= Elham Kazemi =

Mathematics educator and educational psychologist

Elham Kazemi (born 1970) is a mathematics educator and educational psychologist, the Geda and Phil Condit Professor in Math and Science Education in the College of Education of the University of Washington.

==Education and career==
Kazemi is originally from Iran, and moved to the US at age 11.
She graduated from Duke University in 1992 with a bachelor's degree in psychology, and became an elementary school teacher in Phoenix, Arizona.
Returning to graduate study in educational psychology at the University of California, Los Angeles, she earned a master's degree in 1997 and completed her Ph.D. in 1999. Her dissertation, Teacher Learning within Communities of Practice: Using Students’ Mathematical Thinking to Guide Teacher Inquiry, was supervised by Megan Franke.
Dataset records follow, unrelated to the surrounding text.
PR #2148, opened 2026-06-09
ci: keep Windows inference cache outside workspace

fl0rianr:
Summary:

- Moves Windows .exe inference job runtime/cache/install/temp paths out of the GitHub workspace and into short `C:\lemonade-ci\...` paths.
- Enables Git long-path support before checkout and cleans stale in-workspace cache/install directories before and after checkout.
- Keeps persistent Lemonade/Hugging Face/TheRock cache state outside the workspace while pruning old transient install/tmp run directories.

Is intended to **fix** a large amount of **CI failures** and validation will be done with this real world testing here.

### DIFF
--- a/.github/workflows/cpp_server_build_test_release.yml
+++ b/.github/workflows/cpp_server_build_test_release.yml
@@ -1051,15 +1051,59 @@ jobs:
           $extraArgs = "${{ matrix.extra_args }}" -split " " | Where-Object { $_ }
           $backends = "${{ matrix.backends }}" -split " " | Where-Object { $_ }
 
+          function Invoke-TestBackend {
+            param(
+              [string]$Backend,
+              [int]$MaxAttempts = 1
+            )
+
+            for ($attempt = 1; $attempt -le $MaxAttempts; $attempt++) {
+              Write-Host "Running test/${{ matrix.script }} ${{ matrix.extra_args }} --backend $Backend (attempt $attempt/$MaxAttempts)" -ForegroundColor Cyan
+              & $venvPython test/${{ matrix.script }} @extraArgs --backend $Backend --cli-binary $serverExe
+              $testExitCode = $LASTEXITCODE
+
+              if ($testExitCode -eq 0) {
+                return
+              }
+
+              if ($attempt -lt $MaxAttempts) {
+                Write-Host "::warning title=Retrying transient backend test::test/${{ matrix.script }} --backend $Backend failed with exit code $testExitCode; cleaning sd-server state and retrying."
+
+                Get-Process sd-server -ErrorAction SilentlyContinue |
+                  Stop-Process -Force -ErrorAction SilentlyContinue
+                Start-Sleep -Seconds 20
+
+                try {
+                  Invoke-RestMethod `
+                    -Uri "http://localhost:13305/api/v1/unload" `
+                    -Method Post `
+                    -ContentType "application/json" `
+                    -Body "{}" `
+                    -TimeoutSec 30 | Out-Null
+                } catch {
+                  Write-Host "Unload before retry failed or server had no model loaded: $_" -ForegroundColor Yellow
+                }
+
+                Start-Sleep -Seconds 10
+                continue
+              }
+
+              exit $testExitCode
+            }
+          }
+
           if ($backends.Count -eq 0) {
             Write-Host "Running test/${{ matrix.script }} ${{ matrix.extra_args }}" -ForegroundColor Cyan
             & $venvPython test/${{ matrix.script }} @extraArgs --cli-binary $serverExe
             if ($LASTEXITCODE -ne 0) { exit $LASTEXITCODE }
           } else {
             foreach ($backend in $backends) {
-              Write-Host "Running test/${{ matrix.script }} ${{ matrix.extra_args }} --backend $backend" -ForegroundColor Cyan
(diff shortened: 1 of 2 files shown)


jeremyfowers:
@claude review

.github/workflows/cpp_server_build_test_release.yml
```diff
@@ -881,25 +881,142 @@ jobs:
...
+          }
+
+          # These legacy locations were inside the repository workspace and could
+          # make actions/checkout fail to clean/reset the repository on Windows,
+          # especially after TheRock created very deep bin/ci-cache/bin/therock trees.
+          if ($env:GITHUB_WORKSPACE) {
+            Remove-LongPathTree (Join-Path $env:GITHUB_WORKSPACE "ci-cache")
+            Remove-LongPathTree (Join-Path $env:GITHUB_WORKSPACE "hf-cache")
+            Remove-LongPathTree (Join-Path $env:GITHUB_WORKSPACE "lemonade_server_install")
+          }
```
jeremyfowers, line 938: Anything inside the workspace is automatically wiped by the github action at the start of the action. Not sure there's a need to manually delete them?

.github/workflows/cpp_server_build_test_release.yml
```diff
@@ -881,25 +881,142 @@ jobs:
...
+            New-Item -ItemType Directory -Force -Path $path | Out-Null
+          }
+
+          # Remove the legacy in-workspace locations again after checkout in case
+          # they were restored by a previous failed checkout attempt.
+          if ($env:GITHUB_WORKSPACE) {
+            Remove-LongPathTree (Join-Path $env:GITHUB_WORKSPACE "ci-cache")
+            Remove-LongPathTree (Join-Path $env:GITHUB_WORKSPACE "hf-cache")
+            Remove-LongPathTree (Join-Path $env:GITHUB_WORKSPACE "lemonade_server_install")
+          }
```
jeremyfowers: Same comment as https://github.com/lemonade-sdk/lemonade/pull/2148/changes#r3384697040

.github/workflows/cpp_server_build_test_release.yml
```diff
@@ -952,10 +1113,87 @@ jobs:
...
         if: always()
         uses: ./.github/actions/cleanup-processes-windows
 
+      - name: Cleanup transient Windows CI directories
+        if: always()
+        shell: PowerShell
+        run: |
+          $ErrorActionPreference = "Continue"
+
+          function Remove-LongPathTree {
```
jeremyfowers: Duplicate of the function declared above?

If you move this code into ./.github/actions/cleanup-processes-windows then we don't need two copies of it.

.github/workflows/cpp_server_build_test_release.yml
```diff
@@ -1684,19 +1922,44 @@ jobs:
...
+          }
+
+          # Keep runtime/cache/install/temp paths outside $GITHUB_WORKSPACE.
+          # This mirrors the .exe inference job and avoids workspace cleanup/long-path failures.
+          echo "HF_HOME=$hfHome" >> $Env:GITHUB_ENV
+          echo "LEMONADE_CACHE_DIR=$cacheDir" >> $Env:GITHUB_ENV
+          echo "LEMONADE_INSTALL_PATH=$installPath" >> $Env:GITHUB_ENV
+          echo "LEMONADE_CI_ROOT=$ciRoot" >> $Env:GITHUB_ENV
+          echo "TEMP=$tmpDir" >> $Env:GITHUB_ENV
+          echo "TMP=$tmpDir" >> $Env:GITHUB_ENV
```
jeremyfowers, line 1888: Why both?

jeremyfowers: Maybe I'm blind but I don't see where these are being used, either. Are they being consumed by the GitHub action itself.

jeremyfowers (changes requested):
See comments

.github/workflows/cpp_server_build_test_release.yml
fl0rianr: Made a seperate file for this.

.github/workflows/cpp_server_build_test_release.yml
fl0rianr: Adressed with comments, github allows that to by used later on.

fl0rianr:
Thanks for the detailed review! I pushed a cleanup refactor that addresses the Windows CI comments:

- Extracted the duplicated long-path-safe directory cleanup into a dedicated local composite action: `.github/actions/cleanup-ci-paths-windows`.
- Kept the pre-checkout cleanup inline because local repository actions are not available until after `actions/checkout`; added a comment explaining why that block intentionally remains inline.
- Added `expected-root` guards for both C:\lemonade-ci cleanup and legacy workspace cleanup so the reusable cleanup action cannot remove paths outside the intended roots.
- Switched the remaining hardcoded Windows install paths to ${{ env.LEMONADE_INSTALL_PATH }}.
- Kept both TEMP and TMP and added a comment because different Windows tools consult either alias in child processes.
- Preserved persistent backend/model caches while only removing current run install/temp directories and pruning older transient install/tmp directories.

The new action uses `shell: powershell` and preserves the existing long-path deletion fallback behavior.

jeremyfowers (approved):
Thanks once again for all you to do ensure CI stability!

Kazemi joined the University of Washington faculty as an assistant professor in 1999. She was named the Geda and Phil Condit Professor in 2014.

==Contributions==
With Allison Hintz, Kazemi is the author of the book Intentional Talk: How to Structure and Lead Productive Mathematical Discussions (Stenhouse Publishers, 2014).

She has worked with the Renton School District to develop mathematics lesson in which students explain and critique their problem-solving methods with each other. Her paper with another mathematics education specialist and five Renton teachers and coaches describing her work there won the 2014 Distinguished Paper Award of the Washington Educational Research Association.